Wolf-Rayet 140 (WR 140) is a stellar system consisting of one huge Wolf-Rayet and an even larger blue supergiant star. A Wolf-Rayet star is a very massive, luminous and old star. The two stars of Wolf-Rayet 140 are gravitationally bound binary stars. They orbit each other in a span of eight Earth years. The Keck telescope in Hawaii has been keeping an eye on this star system in Cygnus for two decades.
As these stars circle each other, they produce a plume of dust every eight years that stretches thousands of astronomical units (Earth-sun distances) long. Astronomers study these dust plumes to learn how starlight affects matter.
Starlight pushing dust
Light may not seem like it can exert a force on matter, but it can and it does. Light carries momentum and its push on objects is called radiation pressure. Astronomers have seen the result of this radiation pressure when they see matter moving at high speed through the universe. But seeing the acceleration from light directly is rare, and it’s the first time scientists have done so in a stellar environment. Lead author Yinuo Han of Cambridge’s Institute of Astronomy said:
It’s hard to see starlight causing acceleration because the force fades with distance, and other forces quickly take over. To witness acceleration at the level that it becomes measurable, the material needs to be reasonably close to the star or the source of the radiation pressure needs to be extra strong. WR 140 is a binary star whose ferocious radiation field supercharges these effects, placing them within reach of our high-precision data.

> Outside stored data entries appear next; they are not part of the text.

PR #1116, opened 2020-08-25
Remove X11 linking

beckerhe:
It seems that we don't need to link to X11 anymore. Probably the code that needed that was removed before.

I tested that on Ubuntu 20.04 and on my corporate Linux workstation.

### DIFF
--- a/CMakeLists.txt
+++ b/CMakeLists.txt
@@ -73,10 +73,6 @@ list(PREPEND CMAKE_FIND_ROOT_PATH "${CMAKE_BINARY_DIR}")
 # scripts in a cross compilation environment.
 list(APPEND CMAKE_FIND_ROOT_PATH "${CONAN_CMAKE_MODULE_PATH}")
 
-if(NOT WIN32 AND WITH_GUI)
-  find_package(X11 REQUIRED)
-endif()
-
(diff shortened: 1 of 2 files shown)


dimitry-:
Apparently ggc disagrees for some reason?

/usr/bin/ld: /home/conan/.conan/data/glew/2.1.0/orbitdeps/stable/package/0ad44a1ce1c56a88a3bda770f3234e5efe9b394c/lib/libGLEW.a(glew.c.o): undefined reference to symbol 'glXGetProcAddressARB'

beckerhe:
> Apparently ggc disagrees for some reason?
> 
> /usr/bin/ld: /home/conan/.conan/data/glew/2.1.0/orbitdeps/stable/package/0ad44a1ce1c56a88a3bda770f3234e5efe9b394c/lib/libGLEW.a(glew.c.o): undefined reference to symbol 'glXGetProcAddressARB'

Interesting. This should not having anything to do with the compiler. And it seems to work with GGC9 on Ubuntu 20.04. But fails on my machine as well. I have the suspicions that this is a problem with the glew package.

Anyway, let's leave the linking against GLX for now and only remove X11-dependencies.

dimitry- (approved):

Powerful Wolf-Rayet stars have stellar winds that are stronger than your average star. In these winds, carbon condenses out as soot and remains white-hot so that it glows bright enough for infrared telescopes to spot. Using interferometry, the researchers got a sharper look at these rings.
How the dust forms
The dust from Wolf-Rayet 140 doesn’t stream out with the stellar wind in a nebulous ball. Instead it forms where the stellar winds from the two stars collide. The dust is on the surface of a cone-shaped shock front between the stars. As the stars orbit, the shock front rotates. This causes the dust to twist into a spiral, like water flying out of a garden sprinkler.

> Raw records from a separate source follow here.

PR #1117, opened 2020-08-25
Remove Process::GetModuleFromName

antonrohr:
GetModuleFromPath is now used everywhere.

This is a step towards removing OrbitProcess. In the future modules will be identified always by their path not name, because the name can be ambiguous.

### DIFF
--- a/OrbitClientProtos/capture_data.proto
+++ b/OrbitClientProtos/capture_data.proto
@@ -56,7 +56,7 @@ message CallstackInfo {
 
 message LinuxAddressInfo {
   uint64 absolute_address = 1;
-  string module_name = 2;
+  string module_path = 2;
   string function_name = 3;
   uint64 offset_in_function = 4;
 }
--- a/OrbitGl/SamplingReportDataView.cpp
+++ b/OrbitGl/SamplingReportDataView.cpp
@@ -12,6 +12,7 @@
 #include "Capture.h"
 #include "FunctionUtils.h"
 #include "OrbitModule.h"
+#include "Path.h"
 #include "SamplingReport.h"
 #include "absl/strings/str_format.h"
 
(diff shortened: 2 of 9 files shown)


OrbitClientProtos/capture_data.proto
```diff
@@ -56,7 +56,7 @@ message CallstackInfo {
 
 message LinuxAddressInfo {
   uint64 absolute_address = 1;
-  string module_name = 2;
+  string module_name = 2; // This is actually the full module path
```
dimitry-, line 59: should we rename it?

OrbitGl/SamplingReportDataView.cpp
```diff
@@ -259,13 +265,13 @@ void SamplingReportDataView::DoFilter() {
   for (size_t i = 0; i < functions_.size(); ++i) {
     SampledFunction& func = functions_[i];
     std::string name = ToLower(func.name);
-    std::string module = ToLower(func.module);
+    std::string module_name = ToLower(Path::GetFileName(func.module_path));
```
dimitry-, line 268: is this intended? Maybe users want to search in path?

florian-kuebler: Well at least its the current behaviour.

florian-kuebler (approved):
So lgtm. Thanks.

OrbitGl/SamplingReportDataView.cpp
antonrohr: Yes, it is current behaviour, but more importantly, we only display the name and not the full path. It makes sense to me to only filter things that are displayed

OrbitClientProtos/capture_data.proto
antonrohr: I am in favor to rename it. This breaks compatibility between saved captures, correct? I am going to ask in chat if we already broke it. if yes, I will change it.

dimitry- (approved):

PR #1118, opened 2020-08-26
Fix clang-12's unnecessary-copy-warning

beckerhe:
clang-12's range-loop-construct warning complains about copied const
arguments in range-based for-loop. Apparently we have that enabled as an
error. This commit fixes the complaint. That was necessary for oss-fuzz
which uses clang-trunk.


florian-kuebler (approved):
LGTM. Thanks!

dimitry- (approved):

PR #1119, opened 2020-08-26
Fix Z-ordering issues + Refactoring

karupayun:
There were a few bugs related with Z-ordering.

This PR:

Because the orbits of the stars are elliptical, the dust flow turns on and off as the stars approach and recede from their closest approach. The scientists were able to model the dust locations in three dimensions. Co-author Peter Tuthill of the University of Sydney said:
Like clockwork, this star puffs out sculpted smoke rings every eight years, with all this wonderful physics written then inflated in the wind like a banner for us to read. Eight years later as the binary returns in its orbit, another appears the same as the one before, streaming out into space inside the bubble of the previous one, like a set of giant nested Russian dolls.
Capturing the push from the ringed star
The combination of the precise timing and large expanse of this phenomenon offered astronomers a unique chance to examine the acceleration zone. Han said:
In the absence of external forces, each dust spiral should expand at a constant speed. We were puzzled at first because we could not get our model to fit the observations, until we finally realized that we were seeing something new. The data did not fit because the expansion speed wasn’t constant, but rather that it was accelerating. We’d caught that for the first time on camera.
In one sense, we always knew this must be the reason for the outflow, but I never dreamed we’d be able to see the physics at work like this. When I look at the data now, I see WR 140’s plume unfurling like a giant sail made of dust. When it catches the photon wind streaming from the star, like a yacht catching a gust, it makes a sudden leap forward.
Observations from Webb
Ryan Lau of NSF’s NOIRLab led the study using the data from the Webb telescope. Lau said:
The Webb telescope offers new extremes of stability and sensitivity. We’ll now be able to make observations like this much more easily than from the ground, opening a new window into the world of Wolf-Rayet physics.
Let’s bring it closer to home: Webb’s MIRI instrument shows the best evidence yet that Wolf-Rayet stars can produce and preserve carbon-rich dust molecules, which could then be used to create new stars and planets. Our own Sun may have formed with help from a Wolf-Rayet star!
— NASA Webb Telescope (@NASAWebb) October 12, 2022
Bottom line: Wolf-Rayet 140 is a unique binary ringed star system that shows its intense light pushes dust into rings as the pair of stars orbit each other.